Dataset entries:
────────────────────────────────────────

PR #4690, opened 2024-11-19
update Micrometer to 1.14.1

vladak:
Updates the Micrometer in order to fix a vulnerability in netty libraries used by the `micrometer-registry-statsd`.


ginoaugustine (approved):

vladak:
Tested with locally running `statsd` and indexer set to send the metrics, verified with `tcpdump -X` that the statsd data is flowing while the indexer is running. Also checked the metrics are recorded by running `wget http://localhost:9123/metrics` in the container.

────────────────────────────────────────

*Task brief*. Please make an exact copy of each record.

*Task result*.
PR #4690, opened 2024-11-19
update Micrometer to 1.14.1

vladak:
Updates the Micrometer in order to fix a vulnerability in netty libraries used by the `micrometer-registry-statsd`.


ginoaugustine (approved):

vladak:
Tested with locally running `statsd` and indexer set to send the metrics, verified with `tcpdump -X` that the statsd data is flowing while the indexer is running. Also checked the metrics are recorded by running `wget http://localhost:9123/metrics` in the container.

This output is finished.